● **Dataset content**
PR #10533, opened 2024-10-28
fix(bm): Board Manager install will fail on Windows

me-no-dev:
On some Windows installations, Board Manager will fail to install the RC2 core, because it could not find esptool for the given OS.

### DIFF
--- a/package/package_esp32_index.template.json
+++ b/package/package_esp32_index.template.json
@@ -491,6 +491,13 @@
               "size": "29828542"
             },
             {
+              "host": "i686-mingw32",
+              "url": "https://github.com/espressif/arduino-esp32/releases/download/3.1.0-RC1/esptool-v4.8.1-win64.zip",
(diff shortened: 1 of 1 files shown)


me-no-dev:
@lucasssvaz if you want to prevent future issues like this, you can test in get.py for Windows if both OS targets are present and fail if not. It will cause the Windows CI to fail.

lucasssvaz:
@me-no-dev I think we should do the same with `i686-pc-linux-gnu` as the same issue might occur

me-no-dev:
@lucasssvaz can it be proven/tested?

lucasssvaz:
@me-no-dev Just tested and it will only happen if the 32bit version of the arduino IDE is installed (it will also fail to find other tools like openocd)

lucasssvaz (approved):

SuGlider (approved):

P-R-O-C-H-Y (approved):

Issue #7432, opened 2022-11-06
Add a Arduino Matter library to the road map?


Humancell:
### Related area

Arduino Library

### Hardware specification

All Boards

### Is your feature request related to a problem?

The Matter specification has been released, and there has been IDF support for quite some time. At one level is would be good to see examples of using these APIs from the Arduino environment. At another level it would be great if there was a higher level Arduino library created that leveraged these APIs and provided examples for both implementing and controlling a Matter device.

### Describe the solution you'd like

It would be great if there was a higher level Arduino library created that leveraged the IDF Matter APIs and provided examples for both implementing and controlling a Matter device.

### Describe alternatives you've considered

There are some other people outside of this project starting to experiment with this, but they are not fully open source nor sponsored by Espressif.

### Additional context

For the Espressif platform to dominate in the market for Matter devices it could be engaging the Arduino developers better.

### I have checked existing list of Feature requests and the Contribution Guide

- [X] I confirm I have checked existing list of Feature requests and Contribution Guide.

lbernstone:
Why does this need to be part of the core?  It can be handled in a 3rd party library.

VojtechBartoska:
Hello @Humancell,

thanks for opening this feature Request.

I'm adding this to next major milestone 3.0.0 and we will evaluate it.

jakubdybczak:
You can try library I have created few days ago https://github.com/jakubdybczak/esp32-arduino-matter

Humancell:
Hello,

> You can try library I have created few days ago https://github.com/jakubdybczak/esp32-arduino-matter

I did see this library, but from my understanding you have not made this 100% open source, which is a problem for us.  We can not use any closed source code in our projects.

If I am incorrect, and this really is 100% open source then we could take a look.

jakubdybczak:
@Humancell 
Why do you think that this one is not open-source?
[arduino-esp32](https://github.com/espressif/arduino-esp32) also contains precompiled libraries and scripts that do this are in [esp32-arduino-lib-builder](https://github.com/espressif/esp32-arduino-lib-builder) repo.
Same with [esp32-arduino-matter](https://github.com/jakubdybczak/esp32-arduino-matter), you can find scripts used to build it there [esp32-arduino-matter-builder](https://github.com/jakubdybczak/esp32-arduino-matter-builder).

SuGlider:
We will consider this request for next releases in 2023... please be patient.

SuGlider:
[...]

PR #10543, opened 2024-10-29
feat(Matter): New Matter Endpoint - Dimmable Light

SuGlider:
## Description of Change

Organizes the source code folder creating a folder called `src/MatterEndpoints/` 
Adds a new Matter Endpoint: Dimmable Light, with example.
Ajusts the log level of main Matter Attribute processing callback.
Adds license information to the code.

## Tests scenarios
ESP32C6 and ESP32S2 using the provided example.

## Related links
Related to #7432


CMakeLists.txt
```diff
@@ -169,7 +169,8 @@ set(ARDUINO_LIBRARY_OpenThread_SRCS
   libraries/OpenThread/src/OThreadCLI_Util.cpp)
 
 set(ARDUINO_LIBRARY_Matter_SRCS
-  libraries/Matter/src/MatterOnOffLight.cpp
+libraries/Matter/src/MatterEndpoints/MatterOnOffLight.cpp
+libraries/Matter/src/MatterEndpoints/MatterDimmableLight.cpp
```
lucasssvaz, line 173:
```suggestion
  libraries/Matter/src/MatterEndpoints/MatterOnOffLight.cpp
  libraries/Matter/src/MatterEndpoints/MatterDimmableLight.cpp
```

libraries/Matter/examples/MatterDimmableLight/MatterDimmableLight.ino
```diff
@@ -0,0 +1,157 @@
+// Matter Manager
```
lucasssvaz, line 1: Could you please add a brief description in the sketch of how the example works ?

libraries/Matter/src/MatterEndpoints/MatterDimmableLight.cpp
```diff
@@ -0,0 +1,158 @@
+#include <sdkconfig.h>
```
lucasssvaz, line 1: Please add the Espressif's license header (IDK if the other Matter files might be missing it)

libraries/Matter/src/MatterEndpoints/MatterDimmableLight.h
```diff
@@ -0,0 +1,48 @@
+#pragma once
```
lucasssvaz, line 1: Please add the Espressif's license header (IDK if the other Matter files might be missing it)

libraries/Matter/examples/MatterDimmableLight/MatterDimmableLight.ino
SuGlider: I'll prepare a whole documentation latter when I add a few more endpoints.

libraries/Matter/src/MatterEndpoints/MatterDimmableLight.cpp
SuGlider: I'll do that latter for all the files.

libraries/Matter/src/MatterEndpoints/MatterDimmableLight.h
SuGlider: I'm do that latter for all the files.

CMakeLists.txt
SuGlider: done.

libraries/Matter/src/MatterEndpoints/MatterDimmableLight.cpp
SuGlider: done to all source code files.

libraries/Matter/src/MatterEndpoints/MatterDimmableLight.h
SuGlider: done to all source code files.

lucasssvaz (approved):

P-R-O-C-H-Y (approved):
Tested with HomeAssistant running on VM.

libraries/Matter/examples/MatterDimmableLight/MatterDimmableLight.ino
```diff
@@ -0,0 +1,171 @@
...
+
+// Matter Protocol Endpoint Brightness Change Callback
+bool setLightBrightness(uint8_t brightness) {
+  Serial.printf("User Callback :: New Light Brigthness = %.2f%% [Val = %d]\r\n", ((float) brightness * 100) / MatterDimmableLight::MAX_BRIGHTNESS, brightness);
+  setRGBLight(DimmableLight.getOnOff(), brightness);
+  // store last Brightness for when the Light is restarted / power goes off
+  lastStatePref.putUChar("lastBrightness", brightness);
+  // This callback must return the success state to Matter core
+  return true;
+}
```
me-no-dev, line 71: can't those 3 be one callback?

SuGlider: I was thinking about something related yesterday.
There are other 3 light modes to be implemented (temperature, color, all together).

I was considering to use C++ inheritance. Some light modes have the same cluster as the base light and upper lights.

Therefore, keeping the callbacks separated allows me to call parent's methods, reducing the code for the implementation of the children's classes.

Let me implement the other light classes. We can discuss it together looking into the final code.

SuGlider: @me-no-dev - I have changed the example code. It makes it simplier. Let me know.

SuGlider: @me-no-dev 
It is better to keep the callbacks separated for a simple reason:
Matter protocol allows the controller to change differnt attributes to create effects, like lighting ramp up and down.

Example: A light is ON and level = 50. The user pressed the APP button to turn it OFF. Matter Controller will:
1- Change Level to 1 (keeping it ON) for a ramp down
2- Change on-off to 0 (OFF).
3- Change the Level back to 50, but still keeping it OFF to allow the Light Device to keep/know last brightness (before turning it off).

Therefore, a simple "turn it off" creates  3 different events.
A single callback would be called 3 times but in order to know what has changed (and take action), it would need to compare each attribute with its previous value.

Making it with a callback to each attribute change allows the application to better understand possible individual actions.

SuGlider: Last change: used lambda funtions to allow the code to have a single callback function.

me-no-dev:
Please include all endpoint headers into `Matter.h` so that only that header needs to be included by the users. Otherwise LGTM

SuGlider:
> Please include all endpoint headers into `Matter.h` so that only that header needs to be included by the users. Otherwise LGTM

@me-no-dev - Done.

me-no-dev (approved):

PR #11075, opened 2025-03-11
[WiFiScan] Fix clear 'scanning bit' and clear scanCount

TD-er:
`WIFI_SCANNING_BIT` may not always be cleared on timeout. Also `_scanCount` will only be cleared if there is a `_scanResult`.

See: https://github.com/espressif/arduino-esp32/issues/8952

N.B. this is a summary of discussion with @me-no-dev 
Still a draft


me-no-dev:
Closing in favor of https://github.com/espressif/arduino-esp32/pull/11188

PR #11077, opened 2025-03-12
fix(uart): Fixes UART CI script to work with Arduino Core 3.2.x

SuGlider:
## Description of Change
Fixes the UART CI script to work correctly with Arduino Core 3.1.2+ / 3.2.x

## Tests scenarios
ESP32 | ESP32-S2 | ESP32-S3 | ESP32-C3 | ESP32-C6 | ESP32-P4 using the CI script

## Related links
None

### DIFF
--- a/tests/validation/uart/uart.ino
+++ b/tests/validation/uart/uart.ino
@@ -53,7 +53,7 @@ public:
     : uart_num(num), serial(serial_ref), peeked_char(-1), default_rx_pin(rx_pin), default_tx_pin(tx_pin), recv_msg("") {}
 
   void begin(unsigned long baudrate) {
-    // pinMode will force enabing the internal pullup resistor (IDF 5.3.2 Change)
+    // pinMode will force enabling the internal pullup resistor (IDF 5.3.2 Change)
     pinMode(default_rx_pin, INPUT_PULLUP);
     serial.begin(baudrate, SERIAL_8N1, default_rx_pin, default_tx_pin);
     while (!serial) {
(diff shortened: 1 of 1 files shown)


me-no-dev (approved):

lucasssvaz:
Is ESP32 test also supposed to pass ?

SuGlider:
> Is ESP32 test also supposed to pass ?

Yes.  It works with the real device. Not sure why would it fail in Wokwi.

SuGlider:
@lucasssvaz -  I have found out that Wokwi runs Arduino Core 3.1.1. The target of this patch is for Core 3.1.2 onwards. That may explain the issue with ESP32 and Wokwi.

lucasssvaz:
> @lucasssvaz - I have found out that Wokwi runs Arduino Core 3.1.1. The target of this patch is for Core 3.1.2 onwards. That may explain the issue with ESP32 and Wokwi.
> 
> Note: using Arduino Core 3.1.1 + ESP32, it won't fail in the Real Device... only Wokwi fails.

Wokwi runs the binaries we compile, in this case 3.2.0. Wokwi online editor has fixed versions like this but its not our case.

Anyway, if it works in the actual hardware. That's what matters. I will report to Uri.

lucasssvaz:
@SuGlider Can you test wokwi locally with the changes I pushed to see if it works ?

SuGlider:
> @SuGlider Can you test wokwi locally with the changes I pushed to see if it works ?

No, it also fails locally.

```
/tmp/hexi-esp32:esp32:esp32/sketch/sketch.ino:453:periman_test:FAIL: Expected '' Was '\xFF'
Change pins test successful
/tmp/hexi-esp32:esp32:esp32/sketch/sketch.ino:557:change_pins_test:PASS
End when stopped test successful
/tmp/hexi-esp32:esp32:esp32/sketch/sketch.ino:558:end_when_stopped_test:PASS

-----------------------
11 Tests 1 Failures 0 Ignored 
```

P-R-O-C-H-Y (dismissed):

lucasssvaz (approved):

● **What you should do**
Here the output must be the lines above from the line with "Matter protocol allows" to the line with "ESP32 | ESP32-S2", both included, duplicated word for word and nothing else.

● **Written response**
Matter protocol allows the controller to change differnt attributes to create effects, like lighting ramp up and down.

Example: A light is ON and level = 50. The user pressed the APP button to turn it OFF. Matter Controller will:
1- Change Level to 1 (keeping it ON) for a ramp down
2- Change on-off to 0 (OFF).
3- Change the Level back to 50, but still keeping it OFF to allow the Light Device to keep/know last brightness (before turning it off).

Therefore, a simple "turn it off" creates  3 different events.
A single callback would be called 3 times but in order to know what has changed (and take action), it would need to compare each attribute with its previous value.

Making it with a callback to each attribute change allows the application to better understand possible individual actions.

SuGlider: Last change: used lambda funtions to allow the code to have a single callback function.

me-no-dev:
Please include all endpoint headers into `Matter.h` so that only that header needs to be included by the users. Otherwise LGTM

SuGlider:
> Please include all endpoint headers into `Matter.h` so that only that header needs to be included by the users. Otherwise LGTM

@me-no-dev - Done.

me-no-dev (approved):

PR #11075, opened 2025-03-11
[WiFiScan] Fix clear 'scanning bit' and clear scanCount

TD-er:
`WIFI_SCANNING_BIT` may not always be cleared on timeout. Also `_scanCount` will only be cleared if there is a `_scanResult`.

See: https://github.com/espressif/arduino-esp32/issues/8952

N.B. this is a summary of discussion with @me-no-dev 
Still a draft


me-no-dev:
Closing in favor of https://github.com/espressif/arduino-esp32/pull/11188

PR #11077, opened 2025-03-12
fix(uart): Fixes UART CI script to work with Arduino Core 3.2.x

SuGlider:
## Description of Change
Fixes the UART CI script to work correctly with Arduino Core 3.1.2+ / 3.2.x

## Tests scenarios
ESP32 | ESP32-S2 | ESP32-S3 | ESP32-C3 | ESP32-C6 | ESP32-P4 using the CI script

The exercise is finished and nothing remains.